== Data to examine ==
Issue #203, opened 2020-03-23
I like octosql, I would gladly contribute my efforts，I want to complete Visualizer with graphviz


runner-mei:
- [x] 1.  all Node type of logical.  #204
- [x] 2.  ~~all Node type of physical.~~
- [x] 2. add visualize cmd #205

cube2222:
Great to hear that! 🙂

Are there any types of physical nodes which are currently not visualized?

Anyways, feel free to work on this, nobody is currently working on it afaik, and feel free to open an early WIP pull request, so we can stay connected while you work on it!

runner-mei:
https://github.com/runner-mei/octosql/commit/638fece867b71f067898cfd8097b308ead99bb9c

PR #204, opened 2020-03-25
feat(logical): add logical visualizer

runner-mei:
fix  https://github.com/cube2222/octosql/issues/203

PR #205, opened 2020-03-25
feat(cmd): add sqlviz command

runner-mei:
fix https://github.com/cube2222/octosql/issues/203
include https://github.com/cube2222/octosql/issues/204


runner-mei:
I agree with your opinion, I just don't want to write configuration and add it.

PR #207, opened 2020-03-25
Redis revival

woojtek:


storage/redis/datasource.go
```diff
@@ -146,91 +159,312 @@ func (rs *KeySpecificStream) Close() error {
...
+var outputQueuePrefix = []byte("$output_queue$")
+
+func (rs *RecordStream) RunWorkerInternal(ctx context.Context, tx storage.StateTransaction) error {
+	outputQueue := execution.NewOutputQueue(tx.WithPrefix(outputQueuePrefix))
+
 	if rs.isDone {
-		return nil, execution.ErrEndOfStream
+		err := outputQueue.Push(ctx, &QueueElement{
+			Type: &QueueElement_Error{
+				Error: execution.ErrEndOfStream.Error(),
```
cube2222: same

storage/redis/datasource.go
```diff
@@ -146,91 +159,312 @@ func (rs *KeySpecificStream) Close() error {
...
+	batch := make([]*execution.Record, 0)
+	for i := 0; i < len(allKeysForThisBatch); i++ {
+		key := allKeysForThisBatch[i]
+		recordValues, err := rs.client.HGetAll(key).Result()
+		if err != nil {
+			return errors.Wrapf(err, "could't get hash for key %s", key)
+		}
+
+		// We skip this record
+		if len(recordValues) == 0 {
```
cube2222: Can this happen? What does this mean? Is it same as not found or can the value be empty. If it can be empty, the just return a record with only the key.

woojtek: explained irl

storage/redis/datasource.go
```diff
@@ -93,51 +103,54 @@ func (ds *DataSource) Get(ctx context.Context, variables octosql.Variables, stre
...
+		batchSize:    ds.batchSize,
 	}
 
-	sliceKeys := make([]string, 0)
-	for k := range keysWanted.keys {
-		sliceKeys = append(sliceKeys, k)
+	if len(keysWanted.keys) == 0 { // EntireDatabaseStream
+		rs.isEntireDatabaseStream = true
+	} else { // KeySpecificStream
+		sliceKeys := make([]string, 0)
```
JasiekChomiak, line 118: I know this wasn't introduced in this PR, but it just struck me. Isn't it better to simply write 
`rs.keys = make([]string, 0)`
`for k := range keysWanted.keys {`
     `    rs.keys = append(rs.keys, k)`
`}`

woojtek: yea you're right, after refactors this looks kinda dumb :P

== Aim of the exercise ==
Go through the listing above. Show each line where the word "string" is found.

== Solution to the problem ==
-	sliceKeys := make([]string, 0)
+		sliceKeys := make([]string, 0)
`rs.keys = make([]string, 0)`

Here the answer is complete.